Scott E-Genius 710 review
Scott’s 2018 E-Genius bikes are state-of-the-art and come with neat, unique features. However, ground clearance and fork issues undermine the obvious potential of this electric version.
- The Scott E-Genius 710 is one of our Headline Bikes for 2018. We’ve collated eleven bikes that we believe you should know about in the coming year. Some are super bikes, while others might display great value for money, but they all have one thing in common — they’re all important bikes that show how incredibly varied road and mountain biking is today.

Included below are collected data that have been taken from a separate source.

PR #4422, opened 2022-06-03
exp/lighthorizon: Add thread-safe support for reading account list from `FileBackend`.

Shaptic:
### What
Three key changes:
* actually read the account list when using a filesystem backend
* using `O_APPEND` on the file to support concurrent writes
* ensure that the _read_ list is a unique set of accounts

### Why
Concurrent writes make `FileBackend` a viable option for MapReduce-based index building.

### Known Limitations
The written list of accounts may contain duplicates due to concurrent writes.

### DIFF
--- a/exp/lighthorizon/index/file.go
+++ b/exp/lighthorizon/index/file.go
@@ -8,10 +8,8 @@ import (
 	"os"
 	"path/filepath"
 
-	xdr3 "github.com/stellar/go-xdr/xdr3"
 	"github.com/stellar/go/support/errors"
 	"github.com/stellar/go/support/log"
-	"github.com/stellar/go/xdr"
 )
 
 type FileBackend struct {
@@ -52,21 +50,11 @@ func (s *FileBackend) FlushAccounts(accounts []string) error {
 
 	defer f.Close()
 
+	// We write one account at a time because writes that occur within a single
+	// `write()` syscall are thread-safe. A larger write might be split into
+	// many calls and thus get interleaved, so we play it safe.
 	for _, account := range accounts {
-		muxed := xdr.MuxedAccount{}
-		if err := muxed.SetAddress(account); err != nil {
-			return errors.Wrapf(err, "failed to encode %s", account)
-		}
-
-		raw, err := muxed.MarshalBinary()
-		if err != nil {
-			return errors.Wrapf(err, "failed to marshal %s", account)
-		}
-
-		_, err = f.Write(raw)
-		if err != nil {
-			return errors.Wrapf(err, "failed to write to %s", path)
-		}
+		f.Write([]byte(account + "\n"))
 	}
 
 	return nil
@@ -156,16 +144,6 @@ func (s *FileBackend) ReadAccounts() ([]string, error) {
 	path := filepath.Join(s.dir, "accounts")
 	log.Debugf("Opening accounts list at %s", path)
 
-	// We read the file in chunks with guarantees that we will always read on an
-	// account boundary:
-	//
-	//   Accounts w/o IDs are always 36 bytes (4-byte type, 32-byte pubkey)
-	//   Muxed accounts with IDs are always 44 bytes (36 + 8-byte ID)
-	//
-	// Thus, if we read 36*44=1584 bytes at a time, we are guaranteed to have a
-	// complete set of accounts (no partial ones).
-	const chunkSize = 36 * 44 * 4 // times 4 to make it a reasonable buffer
-
 	f, err := os.Open(path)
 	if os.IsNotExist(err) {
 		return nil, err
@@ -174,7 +152,7 @@ func (s *FileBackend) ReadAccounts() ([]string, error) {
 	}
 
 	// We ballpark the capacity assuming all of the values being G-addresses.
-	preallocationSize := chunkSize / 36
+	preallocationSize := 56 * 100 // default to 100 lines
 	info, err := os.Stat(path)
 	if err == nil { // we can still safely continue w/ errors
 		// Note that this will never be too large, but may be too small.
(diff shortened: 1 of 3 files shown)


exp/lighthorizon/index/file.go
```diff
@@ -122,7 +153,51 @@ func (s *FileBackend) Read(account string) (map[string]*CheckpointIndex, error)
...
-	panic("TODO")
+	path := filepath.Join(s.dir, "accounts")
+	log.Debugf("Opening accounts list at %s", path)
+
+	// The entirety of pubnet accounts in a single file will consume ~400MB
+	// (according to Hubble + napkin math). That should never be done on a
+	// single machine anyway. Thus, if this file is insurmountably large to fit
+	// into memory, you should be splitting the work better. That means we can
+	// safely read it all in one go.
+	buffer, err := os.ReadFile(path)
```
sreuland, line 164: could memory mapped file(mmap-go) be used rather than os.Read, just wondering if that transparently allows the big files, 400m+, without changing anything downstream here, on 32bit it would work up to about 2g, on 64bit it would never max out.

Shaptic: Good idea! Reading in chunks is complicated, though, because you suddenly need to handle binary boundaries between accounts. In other words, if you read `N` bytes at a time, you might only partially read an account into memory.

Shaptic: Wait... :thought_balloon: muxed accounts are always either exactly 4(type)+32(pubkey)=36 or 4+32+8(muxed id)=44 bytes. So if we read in chunks of 36*44=1584, we are guaranteed to read on a boundary! Right? :thinking:

sreuland: where'd the 44 constant originate from? was thinking you could get the byte size of `path` file first with `Fstat()`, that should be fast, no i/o overhead, then can calc how many buffers of x-size(1584?) are present in the mmap to iterate?

Shaptic: The problem with replacing the buffering w/ a buffered reader is that we can't detect EOFs because `muxed.DecodeFrom` returns a string error that hides the underlying `xdr3.UnmarshalError` :(

How about b4d7f484?

exp/lighthorizon/index/file.go
```diff
@@ -37,8 +41,35 @@ func (s *FileBackend) Flush(indexes map[string]map[string]*CheckpointIndex) erro
 func (s *FileBackend) FlushAccounts(accounts []string) error {
 	path := filepath.Join(s.dir, "accounts")
 
-	accountsString := strings.Join(accounts, "\n")
-	return os.WriteFile(path, []byte(accountsString), fs.ModeDir|0755)
+	f, err := os.OpenFile(path, os.O_CREATE|
+		os.O_APPEND| // crucial! since we might flush from various sources
```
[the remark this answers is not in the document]
Shaptic: That's true, but how else do we coordinate parallel (and partial) flushes? If you decide to flush indices to the filesystem every 512 accounts, say, then there is no way to guarantee a lack of dupes nor that you're done writing.

I added some code to return a unique list in 06df7c12, but I'm not sure how to prevent it from being generated in the first place. We could do something dumb like periodically read/unique-ify/flush it, or maybe store the list in memory at all times? But unsure. Ideas?

exp/lighthorizon/index/file.go
sreuland: i see, the file structure is non-delimited, variable length records, which complicates batch parsing, would it help if the records were serialized in the file as fixed length of max, maybe with a temporary xdr struct that pads to 44? then could be deterministic on how many accounts present, and leverage the buffered reader for less code?

Shaptic: I don't think we should pad the structs since that means custom XDR types. However, I realized I can solve my above limitation by using `.Peek(1)` on a buffered reader: 6a1de696 makes the read loop much simpler! I don't think resizing `accounts` is problematic as there should be minimal growth with current pre-allocation strategy.

exp/lighthorizon/index/file.go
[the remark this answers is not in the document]
Shaptic: Tried it out (and reverted it) in 34b9ba2c if you wanna have a look at that.

bartekn, line 45: Does `O_APPEND` is thread safe? Ie. given two go routines writing to a file: is the write a blocking call? I can't see any info in godoc claiming it's true.

> Namely, if each address is plopped in with a trailing newline, you need a newline at the end of the file, otherwise the next append will squish two addresses together on the same line. But, if there's a newline there, and there are concurrent writes, there may be a bunch of newlines creating weird gaps in the file. So when reading, you'd need to filter out the crap lines. Using the raw XDR binary solves all of this, since you just read chunk by chunk and turn that into xdr.MuxedAccounts (since there may be, and are, M-addresses as participants).

Not sure I understand this. Why can't we just write `account` + `\n` together atomically to prevent having empty lines in a file?

exp/lighthorizon/index/file.go
```diff
@@ -122,7 +141,52 @@ func (s *FileBackend) Read(account string) (map[string]*CheckpointIndex, error)
...
+			return accounts, errors.Wrapf(err, "failed to read %s", path)
+		}
+
+		accounts = append(accounts, line[:len(line)-1]) // trim newline
+	}
+
+	// The account list is very unlikely to be unique (especially if it was made
+	// w/ parallel flushes), so let's ensure that that's the case.
+	count := 0
+	accountMap := make(map[string]struct{}, len(accounts))
```
sreuland, line 180: could the intermediate full size array of account strings be avoided by just put'ing to this map on ln 174 instead then iterate the de-dup'd map keys into string slice based on map len for a bit less thrash?

sreuland (approved):
nice work vetting this, looks like ideal solution.

exp/lighthorizon/index/file.go
Shaptic: Absolutely brilliant point - done in 91468ecc.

The 500Wh battery in the 710 is encased in the down tube of its alloy frame. Switching to Shimano’s compact motor has allowed Scott to make the rear end 30mm shorter than last year, but it’s still long at 460mm.
The kinked top tube, short rocker link and unique Fox Nude shock with remote control ‘Lockout’, 100mm-travel ‘Traction Control’ and 150mm ‘Descend’ modes are the same as on the standard Genius, as are the slack 65-degree head angle, steep 75-degree seat angle and generous 465mm reach (large).
I measured the bottom bracket height as being 330mm (high/650b+ setting) — 10mm lower than stated on Scott’s website and very low for an e-bike.
The slack, long front-end, super-low bottom bracket and 22kg weight make the E-Genius very stable
Shimano XT gears and brakes match the Steps motor. The e-bike version of Fox’s 34 fork has a solid crown and thicker tube walls. Production bikes will have reinforced ‘Double Down’ Maxxis tyres, but the 30mm rims are slightly narrow for the 2.8in width and dent easily.
The e-bike gets a 10mm longer stem matched to a 760mm bar with internal routing for the Steps control cables.
Scott E-Genius 710 ride impressions
I’m a big fan of the Shimano motor in cadence/torque terms. It’s quiet and there’s no drag if you pedal past the 26kph limit. The slack, long front-end, super-low bottom bracket and 22kg weight make the E-Genius very stable and it planted through turns and rock gardens, and the rear suspension is supple and controlled, creating a proper steamroller. Power assist meant I rarely used the ‘Traction control’ and ‘Lockout’ modes.
Unfortunately, fork flex (it really needs a Fox 36) is unnerving when pushing hard through big terrain, and it deserves a wider bar and shorter stem to aim with authority. The low bottom bracket and long 175mm cranks meant I repeatedly smashed my pedals, which is irritating on an otherwise promising chassis.